====== Supplied information ======
PR #2216, opened 2025-06-26
Add support for user-space framebuffer(`/dev/fb0`)

Tangzh33:
This PR introduces user-space framebuffer access through `/dev/fb0`, allowing applications to interact directly with the display framebuffer. With this implementation, key capabilities are enabled for user apps:

- Basic framebuffer operations (read/write pixels)
- Screen resolution and color depth information
- Memory-mapped access for high-performance graphics
- Simple display control and manipulation

Note: For simplicity, we currently only support the GOP (Graphics Output Protocol) Framebuffer. In other words, the GOP Framebuffer is initialized by the EFI, and the device capabilities are limited. Currently, it doesn't support some advanced `ioctls`, such as FBIO_BLANK. The implementation focuses on core functionality first, making it suitable for basic graphics applications. Future enhancements can add more advanced features as needed.

Lastly, this PR is built upon PR #2099 and provides vital support for Issue #2008. Here are some materials for quick reference: 

1. https://wiki.osdev.org/GOP
2. https://docs.kernel.org/fb/efifb.html
3. https://github.com/torvalds/linux/blob/master/drivers/video/fbdev/efifb.c

PR #2550, opened 2025-11-03
Fix the behavior about closing pty

StevenJiang1110:
This PR fixes the behavior when closing a PTY master or slave, which is required by #2214.

When reading from a PTY master whose corresponding slave has been closed, the read should immediately return EIO if no data remains. In the current implementation the read can block instead. Generally, when one end of a PTY is closed the other end receives POLLHUP event and subsequent read/write calls return EIO. The semantics for master and slave differ in several respects; the included regression test should test those differences. 

A closed slave can be reopened by opening `/dev/pts/[num]`, which restores normal master–slave operation. The master, however, cannot be reopened after it is closed because there is no way to locate it via the filesystem.

When a PTY master is open, attempting to unlink the corresponding device node (`/dev/pts/[index]`) returns EPERM. After the master is closed, the slave node will be removed automatically, trying to unlink that node returns ENOENT on Linux. Our current implementation about devpts has a small problem about unlink, which is fixed in the fourth commit.

The third commit fixes another issue: when running Podman, PtyMaster's Drop implementation could panic because devpts had already been dropped. I couldn't determine the root cause, so as a workaround the code now skips the unwrapping step when devpts has been dropped.

PR #1284, opened 2024-09-03
Make special devices go to the `FileIo` fast path

lucassong-mh:

PR #2564, opened 2025-11-07
Add `InodeIo` to simplify `FileIo` and `Inode`

lrh2000:
**This PR is based on https://github.com/asterinas/asterinas/pull/2563 to avoid merge conflicts. Please consider reviewing it first.**

https://github.com/asterinas/asterinas/pull/2216 needs to support reading from and writing to a `FileIo` (i.e., the framebuffer) with an offset. However, we cannot duplicate the offset in both the `InodeHandle` and the `FileIo` because doing so would introduce race conditions. Meanwhile, I found that the following methods in `FileIo` and `Inode` are duplicates.
https://github.com/asterinas/asterinas/blob/cda06613f027d25d47a7670b7c8aa7d4cb118ae9/kernel/src/fs/inode_handle/mod.rs#L357-L361
https://github.com/asterinas/asterinas/blob/cda06613f027d25d47a7670b7c8aa7d4cb118ae9/kernel/src/fs/utils/inode.rs#L302-L316

This PR proposes adding a new trait, `InodeIo`, which provides offset-based `read`/`write` methods with the status flag.
```rust
pub trait InodeIo {
    /// Reads data from the file into the given `VmWriter`.
    fn read_at(
        &self,
        offset: usize,
        writer: &mut VmWriter,
        status_flags: StatusFlags,
    ) -> Result<usize>;

    /// Writes data from the given `VmReader` into the file.
    fn write_at(
        &self,
        offset: usize,
        reader: &mut VmReader,
        status_flags: StatusFlags,
    ) -> Result<usize>;
}
```

Then, `FileIo` and `Inode` will have `InodeIo` as a super-trait.
```rust
pub trait Inode: Any + InodeIo + Send + Sync {
    // ...
}

pub trait FileIo: Pollable + InodeIo + Send + Sync + 'static {
    // ...
}
```

This will enable us to naturally support `read_at`/`write_at` with `FileIo`.
```rust
impl InodeHandle_ {
    pub fn read(&self, writer: &mut VmWriter) -> Result<usize> {
        let (inode_io, is_seekable) = self.inode_io_and_is_seekable();
        let status_flags = self.status_flags();

        if !is_seekable {
            return inode_io.read_at(0, writer, status_flags);
        }

        let mut offset = self.offset.lock();

        let len = inode_io.read_at(*offset, writer, status_flags)?;
        *offset += len;

        Ok(len)
    }
```

Additionally, I noticed that it is unnecessary to have `FileIo` living in an `Arc`. I replaced `Arc<dyn FileIo>` with `Box<dyn FileIo>`, and I believe the code is improved as a result.

### DIFF
--- a/kernel/src/fs/inode_handle/mod.rs
+++ b/kernel/src/fs/inode_handle/mod.rs
@@ -123,7 +123,22 @@ impl HandleInner {
     }
 
     pub(self) fn seek(&self, pos: SeekFrom) -> Result<usize> {
-        do_seek_util(self.path.inode().as_ref(), &self.offset, pos)
+        if let Some(ref file_io) = self.file_io {
+            file_io.check_seekable()?;
+            if file_io.is_offset_aware() {
+                // TODO: Figure out whether we need to add support for seeking from the end of
+                // special files.
+                return do_seek_util(&self.offset, pos, None);
+            } else {
+                return Ok(0);
+            }
+        }
+
+        let inode = self.path.inode();
+        if !inode.type_().is_seekable() {
+            return_errno_with_message!(Errno::ESPIPE, "seek is not supported");
+        }
+        do_seek_util(&self.offset, pos, inode.seek_end())
     }
 
     pub(self) fn offset(&self) -> usize {
@@ -292,6 +307,10 @@ pub trait FileIo: Pollable + InodeIo + Send + Sync + 'static {
     fn check_seekable(&self) -> Result<()>;
 
     /// Returns whether the `read()`/`write()` operation should use and advance the offset.
+    ///
+    /// If [`is_seekable`] succeeds but this method returns `false`, the offset in the `seek()`
+    /// operation will be ignored. In that case, the `seek()` operation will do nothing but
+    /// succeed.
     fn is_offset_aware(&self) -> bool;
 
     // See `FileLike::mappable`.
@@ -305,34 +324,33 @@ pub trait FileIo: Pollable + InodeIo + Send + Sync + 'static {
 }
 
 pub(super) fn do_seek_util(
-    inode: &dyn Inode,
     offset: &Mutex<usize>,
     pos: SeekFrom,
+    end: Option<usize>,
 ) -> Result<usize> {
     let mut offset = offset.lock();
-    let new_offset: isize = match pos {
-        SeekFrom::Start(off /* as usize */) => {
-            if off > isize::MAX as usize {
-                return_errno_with_message!(Errno::EINVAL, "file offset is too large");
+
+    let new_offset = match pos {
+        SeekFrom::Start(off) => off,
+        SeekFrom::End(diff) => {
+            if let Some(end) = end {
+                end.wrapping_add_signed(diff)
+            } else {
+                return_errno_with_message!(
+                    Errno::EINVAL,
+                    "seeking the file from the end is not supported"
+                );
             }
-            off as isize
         }
-        SeekFrom::End(off /* as isize */) => {
-            let file_size = inode.size() as isize;
-            assert!(file_size >= 0);
-            file_size
-                .checked_add(off)
-                .ok_or_else(|| Error::with_message(Errno::EOVERFLOW, "file offset overflow"))?
-        }
-        SeekFrom::Current(off /* as isize */) => (*offset as isize)
-            .checked_add(off)
-            .ok_or_else(|| Error::with_message(Errno::EOVERFLOW, "file offset overflow"))?,
+        SeekFrom::Current(diff) => offset.wrapping_add_signed(diff),
     };
-    if new_offset < 0 {
-        return_errno_with_message!(Errno::EINVAL, "file offset must not be negative");
+
+    // Invariant: `*offset <= isize::MAX as usize`.
+    // TODO: Investigate whether `read`/`write` can break this invariant.
+    if new_offset.cast_signed() < 0 {
+        return_errno_with_message!(Errno::EINVAL, "the file offset cannot be negative");
     }
-    // Invariant: 0 <= new_offset <= isize::MAX
-    let new_offset = new_offset as usize;
+
     *offset = new_offset;
     Ok(new_offset)
 }
--- a/kernel/src/fs/utils/inode.rs
+++ b/kernel/src/fs/utils/inode.rs
@@ -389,7 +389,23 @@ pub trait Inode: Any + InodeIo + Send + Sync {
======
Report how many lines of the data hold the string "into"; give only the number.

2